Exhibit 99.1
LETTER OF TRANSMITTAL
With respect to the Exchange Offer Regarding the
10.625% Senior Notes due 2020 issued by Truven Health Analytics Inc. on November 12, 2014
Unconditionally guaranteed by Truven Holding Corp., HBE Solutions, LLC, Joan Wellman and Associated, Inc., Simpler Consulting, LLC and Simpler North America, LLC
THE EXCHANGE OFFER WILL EXPIRE AT 5:00 PM, NEW YORK CITY TIME, ON , 2015
To My Broker or Account Representative:
I, the undersigned, hereby acknowledge receipt of the Prospectus, dated , 2015 (the “Prospectus”) of Truven Health Analytics Inc., a Delaware corporation (the “Issuer”) and this Letter of Transmittal (this “Letter of Transmittal”), relating to the Issuer’s offer to exchange up to $40,000,000 aggregate principal amount of its 10.625% Senior Notes due 2020 (the “Exchange Notes”), which have been registered under the Securities Act of 1933, as amended (the “Securities Act”), for up to $40,000,000 aggregate principal amount of its outstanding unregistered 10.625% Senior Notes due 2020 issued on November 12, 2014 (the “Old Notes”) upon the terms and subject to the conditions set forth in the Prospectus and this Letter of Transmittal. The Exchange Notes are unconditionally guaranteed (the “New Guarantees”) by Truven Holding Corp., HBE Solutions, LLC, Joan Wellman and Associated, Inc., Simpler Consulting, LLC and Simpler North America, LLC. The Prospectus and this Letter of Transmittal together constitute the Issuer’s offer to exchange (the “Exchange Offer”) its Exchange Notes, including the New Guarantees, for a like principal amount of its Old Notes, including the guarantees thereof, from the registered holders thereof.
I understand that the Exchange Offer must be accepted on or prior to 5:00 PM, New York City Time, on , 2013.
This letter instructs you as to action to be taken by you relating to the Exchange Offer with respect to the Old Notes held by you for the account of the undersigned.
The aggregate face amount of the Old Notes held by you for the account of the undersigned is (FILL IN AMOUNT): $ of the Old Notes.
With respect to the Exchange Offer, the undersigned hereby instructs you (CHECK APPROPRIATE BOX):
· TO TENDER the following Old Notes held by you for the account of the undersigned (INSERT PRINCIPAL AMOUNT AT MATURITY OF OLD NOTES TO BE TENDERED, IF ANY): $
· NOT TO TENDER any Old Notes held by you for the account of the undersigned.
If the undersigned instructs you to tender the Old Notes held by you for the account of the undersigned, the undersigned hereby represents for the benefit of the Issuer and you that:
1. The undersigned is acquiring the Exchange Notes in the ordinary course of its business;
2. The undersigned does not have an arrangement or understanding with any person to participate in the distribution (as defined in the Securities Act) of Exchange Notes;
3. The undersigned is not an “affiliate,” as defined under Rule 405 of the Securities Act, of the Issuer; and
4. The undersigned is not a broker-dealer and does not engage in, and does not intend to engage in, a distribution of the Old Notes or the Exchange Notes.

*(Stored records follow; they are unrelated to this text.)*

PR #1996, opened 2024-11-15
Implement PKCS7_encrypt and PKC7_decrypt

WillChilds-Klein:
### Issues:
Addresses CryptoAlg-2494

### Description of changes: 
This PR adds 2 new functions to encrypt/decrypt BIO contents into/out of "enveloped"-type PKCS7 objects. 

### Call-outs:

Like OpenSSL, this implementation of `PKCS7_decrypt` contains mitigations against the "Million Message Attack" (MMA) as prescribed in [RFC 3218](https://www.rfc-editor.org/rfc/rfc3218). A more detailed description is given in source comments.

### Testing:
- new unit tests. further coverage to be added in PR 1993 and beyond

---


WillChilds-Klein:
Interesting... `aws-lc-ci-linux-x86`'s `ubuntu2004_clang8x_x86_64` job (and only that job) [has failed](https://us-west-2.codebuild.aws.amazon.com/project/eyJlbmNyeXB0ZWREYXRhIjoiWk5IUWJGRGxBcTJ2Mkp4WGF3dnBwYjc5V0ZZYSt5SVVGbkwvODkydTNTaVQ2V2FMN3hwa0tjSWNFemw2QWtCWW5welFWV3lpRFpKVitwejgvelhpRWh3NDNqcWhKalpPYW9hL2tLMDlJSDFPT1NkNyIsIml2UGFyYW1ldGVyU3BlYyI6Ilp4VXRNQXFGM1BZYVlaRkIiLCJtYXRlcmlhbFNldFNlcmlhbCI6MX0%3D/build/c4036ecc-81f1-41a4-9b19-aeccab8cbe79) with the following error:

```
...
[ RUN      ] PKCS7Test.TestEnveloped
../crypto/pkcs7/pkcs7_test.cc:1813: Failure
Expected equality of these values:
  max_decrypt - 1
    Which is: 79
  decrypted_len
    Which is: 78
...
```

I suspect this is due to a different flavor of the same MMA defense edge case accounted for on L1812 of the test -- random occurrence of valid PKCS#7 ciphertext padding (note that this is about padding for symmetrically encrypted content, _not_ the asymmetric key encryption attacked by MMA). Originally, we accounted for one byte of randomly valid padding (i.e. `0x01`) occurring with probability 1 / 16 for AES (16 bytes is AES block size). Two bytes of randomly valid padding would be `0x02 0x02` occurring with probability 1 / 16^2 -- not common, but not rare. I'll think about how we can better account for this in our MMA countermeasure tests...

crypto/pkcs7/pkcs7.c
```diff
@@ -1086,3 +1062,347 @@ OPENSSL_END_ALLOW_DEPRECATED
...
+  //    to output gibberish "plaintext"
+  // 4. Always pay same allocation costs, regardless of |cek| decrypt result
+
+  // If |pcert| was specified, find the matching recipient info
+  if (pcert) {
+    for (size_t ii = 0; ii < sk_PKCS7_RECIP_INFO_num(rsk); ii++) {
+      ri = sk_PKCS7_RECIP_INFO_value(rsk, ii);
+      // No decryption operation here, so we can return early without divulging
+      // information that could be used in MMA.
+      if (!pkcs7_cmp_ri(ri, pcert)) {
```
justsmth, line 1258: There is ambiguity in the return value of `pkcs7_cmp_ri`.  When it returns 0, it can either mean that the two parameters are equal or that an error occurred while processing. (It might actually be better for it to return 1 on an error.) However, I think the logic here needs to distinguish these two cases -- when an error occurs, we would not want to subsequently call `pkcs7_decrypt_rinfo`.

crypto/pkcs7/pkcs7.c
```diff
@@ -1086,3 +1062,347 @@ OPENSSL_END_ALLOW_DEPRECATED
...
+
+  ret = 1;
+  *ek_out = ek;
+
+err:
+  EVP_PKEY_CTX_free(ctx);
+  return ret;
+}
+
+static int pkcs7_cmp_ri(PKCS7_RECIP_INFO *ri, X509 *pcert) {
```
samuel40791765, line 1191: We should probably document that this returns `0` if the comparison is equal

crypto/pkcs7/pkcs7.c
```diff
@@ -1086,3 +1062,347 @@ OPENSSL_END_ALLOW_DEPRECATED
...
+err:
+  OPENSSL_free(cek);
+  OPENSSL_free(dummy_key);
+  BIO_free_all(out);
+  BIO_free_all(cipher_bio);
+  BIO_free_all(data_bio);
+  return NULL;
+}
+
+PKCS7_RECIP_INFO *PKCS7_add_recipient(PKCS7 *p7, X509 *x509) {
```
samuel40791765, line 1358: We should null check `p7` and `x509`

crypto/pkcs7/pkcs7.c
```diff
@@ -1086,3 +1062,347 @@ OPENSSL_END_ALLOW_DEPRECATED
...
+
+  if ((bio = pkcs7_data_decode(p7, pkey, cert)) == NULL ||
+      !pkcs7_bio_copy_content(bio, data)) {
+    OPENSSL_PUT_ERROR(PKCS7, PKCS7_R_DECRYPT_ERROR);
+    goto err;
+  }
+
+  // Check whether content decryption was successful
+  OPENSSL_BEGIN_ALLOW_DEPRECATED
+  if (!BIO_get_cipher_status(bio)) {
```
samuel40791765, line 1397: `BIO_get_cipher_status` could return `-2`, so it's probably best we make this check more specific

include/openssl/pkcs7.h
```diff
@@ -359,6 +359,31 @@ OPENSSL_EXPORT OPENSSL_DEPRECATED int PKCS7_set_digest(PKCS7 *p7, const EVP_MD *
 // |PKCS7_RECIP_INFO| or NULL if none are present.
 OPENSSL_EXPORT OPENSSL_DEPRECATED STACK_OF(PKCS7_RECIP_INFO) *PKCS7_get_recipient_info(PKCS7 *p7);
 
+// BIO_get_cipher_status returns 1 if the cipher is in a healthy state or 0
+// otherwise. Unhealthy state could indicate decryption failure or other
+// abnormalities. Data read from an unhealthy cipher should not be considered
+// authentic.
+OPENSSL_EXPORT OPENSSL_DEPRECATED int BIO_get_cipher_status(BIO *b);
```
samuel40791765, line 366: Does this need to be external, it seems like we can get away with defining this in an internal header

crypto/pkcs7/pkcs7.c
```diff
@@ -1086,3 +1062,347 @@ OPENSSL_END_ALLOW_DEPRECATED
...
+      if (tmp_cek && !cek) {
+        cek = tmp_cek;
+      }
+    }
+  }
+  // Clear any decryption errors to minimize behavioral difference under MMA
+  ERR_clear_error();
+
+  EVP_CIPHER_CTX *evp_ctx = NULL;
+  BIO_get_cipher_ctx(cipher_bio, &evp_ctx);
```
samuel40791765, line 1295: We should check the return value of `BIO_get_cipher_ctx`

crypto/pkcs7/pkcs7.c
```diff
@@ -1086,3 +1062,347 @@ OPENSSL_END_ALLOW_DEPRECATED
...
+  out = cipher_bio;
+
+  if (data_body && data_body->length > 0) {
+    data_bio = BIO_new_mem_buf(data_body->data, data_body->length);
+  } else {
+    data_bio = BIO_new(BIO_s_mem());
+    if (data_bio == NULL) {
+      goto err;
+    }
+    BIO_set_mem_eof_return(data_bio, 0);
```
samuel40791765, line 1341: We should check `BIO_set_mem_eof_return` as well

crypto/pkcs7/pkcs7.c
```diff
@@ -1086,3 +1062,347 @@ OPENSSL_END_ALLOW_DEPRECATED
...
+err:
+  EVP_PKEY_CTX_free(ctx);
+  return ret;
+}
+
+static int pkcs7_cmp_ri(PKCS7_RECIP_INFO *ri, X509 *pcert) {
+  GUARD_PTR(ri);
+  GUARD_PTR(pcert);
+  int ret =
+      X509_NAME_cmp(ri->issuer_and_serial->issuer, X509_get_issuer_name(pcert));
```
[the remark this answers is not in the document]
WillChilds-Klein: good point. i'll replace the `GUARD_PTR` usages with non-zero return value.

crypto/pkcs7/pkcs7.c
```diff
@@ -1086,3 +1062,347 @@ OPENSSL_END_ALLOW_DEPRECATED
...
+  }
+  size_t len;
+  if (!EVP_PKEY_decrypt(ctx, NULL, &len, ri->enc_key->data,
+                        ri->enc_key->length) ||
+      (ek = OPENSSL_malloc(len)) == NULL) {
+    OPENSSL_PUT_ERROR(EVP, ERR_R_EVP_LIB);
+    return 0;
+  }
+
+  // Do not update |ret| on decryption failure, simply null out |*pek|
```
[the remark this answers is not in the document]
WillChilds-Klein: updated.

crypto/pkcs7/pkcs7.c
```diff
@@ -1086,3 +1062,347 @@ OPENSSL_END_ALLOW_DEPRECATED
...
+    OPENSSL_PUT_ERROR(PKCS7, PKCS7_R_WRONG_CONTENT_TYPE);
+    goto err;
+  }
+  if (!PKCS7_set_cipher(p7, cipher)) {
+    OPENSSL_PUT_ERROR(PKCS7, PKCS7_R_ERROR_SETTING_CIPHER);
+    goto err;
+  }
+
+  for (size_t i = 0; i < sk_X509_num(certs); i++) {
+    x509 = sk_X509_value(certs, i);
```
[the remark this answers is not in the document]
WillChilds-Klein: Yes, I believe so. Of [all the `EVP_PKEY_METHODS`s](https://github.com/aws/aws-lc/blob/85f58da29e68906d094d378fe968f6b90807d05f/crypto/evp_extra/p_methods.c#L10-L32), RSA is the only one where encrypt/decrypt apply. KEMs are similar, but they have distinct encaps/decaps functions and don't define [encrypt/decrypt](https://github.com/aws/aws-lc/blob/85f58da29e68906d094d378fe968f6b90807d05f/crypto/fipsmodule/evp/p_kem.c#L316-L317). I'll add relevant checks and update documentation.

include/openssl/pkcs7.h
WillChilds-Klein: hm. good point. we use it in the tests, but we should still be able to move it to internal.h

crypto/pkcs7/pkcs7.c
WillChilds-Klein: `BIO_set_mem_eof_return` returns 1 in all cases today, but i suppose that could change in the future.

crypto/pkcs7/pkcs7.c
WillChilds-Klein: maybe for openssl, but I don't think it can return -2 for us. we're pretty careful in [the cipher BIO](https://github.com/aws/aws-lc/blob/main/crypto/pkcs7/bio/cipher.c) to keep `ctx->ok` either 0 or 1.

crypto/pkcs7/pkcs7.c
```diff
@@ -1086,3 +1061,347 @@ OPENSSL_END_ALLOW_DEPRECATED
...
+    goto err;
+  }
+
+  // RFC 3218 provides an overview of, and mitigations for, the "Million Message
+  // Attack" (MMA) on RSA encryption with PKCS-1 padding. Section 2.3 describes
+  // implementor countermeasures. We implement the following countermeasures, as
+  // does OpenSSL.
+  //
+  // 1. Do not branch on |cek| decryption failure when checking recip infos
+  // 2. Clear error state after |cek| decrypt is attempted
```
dkostic, line 1247: why would we even fill the error state when decrypting |cek|?

crypto/pkcs7/pkcs7.c
```diff
@@ -1086,3 +1061,347 @@ OPENSSL_END_ALLOW_DEPRECATED
...
+  } else {
+    // Attempt to decrypt every recipient info. Don't exit early as
+    // countermeasure for MMA.
+    for (size_t ii = 0; ii < sk_PKCS7_RECIP_INFO_num(rsk); ii++) {
+      ri = sk_PKCS7_RECIP_INFO_value(rsk, ii);
+      uint8_t *tmp_cek;
+      // |pkcs7_decrypt_rinfo| will only return false on critical failure, not
+      // on decryption failure. Check whether |tmp_cek| is present after the
+      // call to determine if decryption succeeded.
+      if (!pkcs7_decrypt_rinfo(&tmp_cek, ri, pkey)) {
```
dkostic, line 1282: if more than one call succeeds you will have memory leak, right? each success allocates new memory for `tmp_cek` but you only keep ownership of the first one.

crypto/pkcs7/pkcs7.c
```diff
@@ -1086,3 +1061,347 @@ OPENSSL_END_ALLOW_DEPRECATED
...
+        goto err;
+      }
+      // Set |cek| to the first successful decryption and keep going
```
dkostic, line 1285: just curious, OpenSSL seems not to be doing that, isn't that a behavioral difference between the two libraries?

crypto/pkcs7/pkcs7.c
```diff
@@ -1086,3 +1061,347 @@ OPENSSL_END_ALLOW_DEPRECATED
...
+    goto err;
+  }
+  // Always generate random bytes for the dummy key, regardless of |cek| decrypt
+  dummy_key = OPENSSL_malloc(len);
+  RAND_bytes(dummy_key, len);
+  // At this point, null |cek| indicates that no content encryption key was
+  // successfully decrypted. We don't want to return early due to MMA. So, swap
+  // in the dummy key and proceed. Content decryption result will be gibberish.
+  if (cek == NULL) {
+    cek = dummy_key;
```
dkostic, line 1322: this might result in a memory leak, right? you'll lose the pointer to the memory that `cek` pointed to previously and hence won't free it.

crypto/pkcs7/pkcs7.c
```diff
@@ -1086,3 +1061,347 @@ OPENSSL_END_ALLOW_DEPRECATED
...
+    OPENSSL_PUT_ERROR(EVP, ERR_R_EVP_LIB);
+    return 0;
+  }
+
+  int ok =
+      EVP_PKEY_decrypt(ctx, ek, &len, ri->enc_key->data, ri->enc_key->length);
+  // We only return 0 on critical failure, not decryption failure. However, we
+  // still need to set |ek| to NULL to signal decryption failure to callers so
+  // they can use random bytes as content encryption key for MMA defense.
+  if (!ok) {
```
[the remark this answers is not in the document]
WillChilds-Klein: My understanding is that MMA is (theoretically?) exploitable in 2 ways:

1. decrypt success or failure error code
2. timing differences between success and failure
From [section 2.2 of RFC 3218](https://www.rfc-editor.org/rfc/rfc3218.html#section-2.2):

```
   The MMA also requires that the attacker be able to distinguish cases
   where M' was PKCS-1 formatted from cases where it was not.  In the
   case of CMS the attacker will be sending CMS messages with C'
   replacing the wrapped CEK.  Thus, there are five possibilities:

   1. M' is improperly formatted.
   2. M' is properly formatted but the CEK is prima facie bogus (wrong
      length, etc.)
   3. M' is properly formatted and the CEK appears OK.  A signature or
      MAC is present so integrity checking fails.
   4. M' is properly formatted and no integrity check is applied.  In
      this case there is some possibility (approximately 1/32) that the
      CBC padding block will verify properly.  (The actual probability
      depends highly on the receiving implementation.  See "Note on
      Block Cipher Padding" below).  The message will appear OK at the
      CMS level but will be bogus at the application level.
   5. M' is properly formatted and the resulting CEK is correct.  This
      is extremely improbable but not impossible.

   The MMA requires the attacker to be able to distinguish case 1 from
   cases 2-4.  (He can always distinguish case 5, of course).  This
   might happen if the victim returned different errors for each case.
   The attacker might also be able to distinguish these cases based on
   timing -- decrypting the message and verifying the signature takes
   some time.  If the victim responds uniformly to all four errors then
   no attack is possible.
```

crypto/pkcs7/pkcs7.c
WillChilds-Klein: that's below our level of control. the EVP API will populate an error on RSA decrypt failure (i.e. invalid PKCS #1.5 padding exploited in the MMA attack).

crypto/pkcs7/pkcs7.c
WillChilds-Klein: yes, great catch.

crypto/pkcs7/pkcs7.c
WillChilds-Klein: no, in this case `cek` is NULL and doesn't point to anything. we then free the memory allocated on L1318 on L1332 below.

crypto/pkcs7/pkcs7.c
WillChilds-Klein: good [catch](https://github.com/openssl/openssl/blob/2de7e1d69851a363cadd9d6bdd95302b89a4383b/crypto/pkcs7/pk7_doit.c#L623). we should probably conform with OpenSSL.

crypto/pkcs7/pkcs7.c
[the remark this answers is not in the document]
dkostic: ok, so the timing difference that this `if` block creates can be used to distinguish case 5 from cases 1-4. But it can't help distinguish 1 from 2-4, right?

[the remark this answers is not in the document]
dkostic: sounds good, thank you!

dkostic (approved):

crypto/pkcs7/pkcs7.c
samuel40791765: Yeah I noticed that we were doing everything right in `cipher bio`'s code, it's just [this place](https://github.com/aws/aws-lc/blob/80f984ef78203bbdb61a2ef3fee55d8956ad7e8c/crypto/bio/bio.c#L361-L364) in `BIO_get_cipher_status` that leaves me wary.
It's unlikely, but if any user passes in a `bio` with weird function pointers, it may trigger a success here?

WillChilds-Klein: oh, yeah. i didn't notice that in `BIO_ctrl`. we should handle that correctly here. will update.

dkostic (approved):

crypto/pkcs7/internal.h
```diff
@@ -223,6 +223,12 @@ OPENSSL_EXPORT int BIO_set_cipher(BIO *b, const EVP_CIPHER *cipher,
                                   const unsigned char *key,
                                   const unsigned char *iv, int enc);
 
+// BIO_get_cipher_status returns 1 if the cipher is in a healthy state or 0
+// otherwise. Unhealthy state could indicate decryption failure or other
+// abnormalities. Data read from an unhealthy cipher should not be considered
+// authentic.
```
samuel40791765, line 229: Nit just in case we misuse this in the future, but we can include this in the next PR.
```suggestion
// BIO_get_cipher_status returns 1 if the cipher is in a healthy state or 0
// otherwise. A negative value could be returned if |b| is in an uninitialized
// state. Unhealthy state could indicate decryption failure or other
// abnormalities. Data read from an unhealthy cipher should not be considered
// authentic.
```

samuel40791765 (approved):

crypto/pkcs7/internal.h
WillChilds-Klein: thanks. will incorporate in next PR.

justsmth (approved):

If the undersigned is a broker-dealer, and will receive Exchange Notes for its own account in exchange for Old Notes that were acquired as a result of market making activities or other trading activities, the undersigned represents that it will deliver a prospectus (or, to the extent permitted by law, make available a prospectus to purchasers) meeting the requirements of the Securities Act in connection with any resale of Exchange Notes received in respect of such Old Notes pursuant to the Exchange Offer.
The undersigned also authorizes you to:
(1) confirm that the undersigned has made such representations; and
(2) take such other action as necessary under the Prospectus to effect the valid tender of such Old Notes.
The undersigned acknowledges that any person participating in the Exchange Offer for the purpose of distributing the Exchange Notes must comply with the registration and prospectus delivery requirements of the Securities Act in connection with a secondary resale transaction of the Exchange Notes acquired by such person and cannot rely on the position of the Staff of the Securities and Exchange Commission set forth in no-action letters that are discussed in the section of the Prospectus entitled “The Exchange Offer.”